- [Directions]
Pull out every line below containing the word "Thanks".

*** Data supplied

PR #348, opened 2025-05-28
Print response content on failed request

mxsrc:
Add some output to the integration test in case a request fails.


Hamdy-khader (approved):
+1

Hamdy-khader:
@mxsrc Thanks!

PR #365, opened 2025-06-03
[SFAM-2089] Missing get-logs cli parameter

mxsrc:


noctarius:
I think someone removed it a while back but I agree, it should be there 😁

mxsrc:
It was my bad, in #345 I moved the output formatting out of the `cluster_ops` function but forgot to introduce this parameter.

PR #384, opened 2025-06-11
Convert caching node ops to openapi generator

mxsrc:
The caching node API's implementation was duplicated and only partly converted to the new API framework introduced in #267. This PR removes the duplication and converts the remaining API.


noctarius:
From what I can see, it looks good.

PR #386, opened 2025-06-13
set up ruff linter for simplyblock_web and simplyblock_cli folders

boddumanohar:
## Summary of changes

fix lint issues in simplyblock_web and simplyblock_cli folders.


mxsrc (approved):
Great addition! Thanks :)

******

- [Output for this task]
@mxsrc Thanks!
Great addition! Thanks :)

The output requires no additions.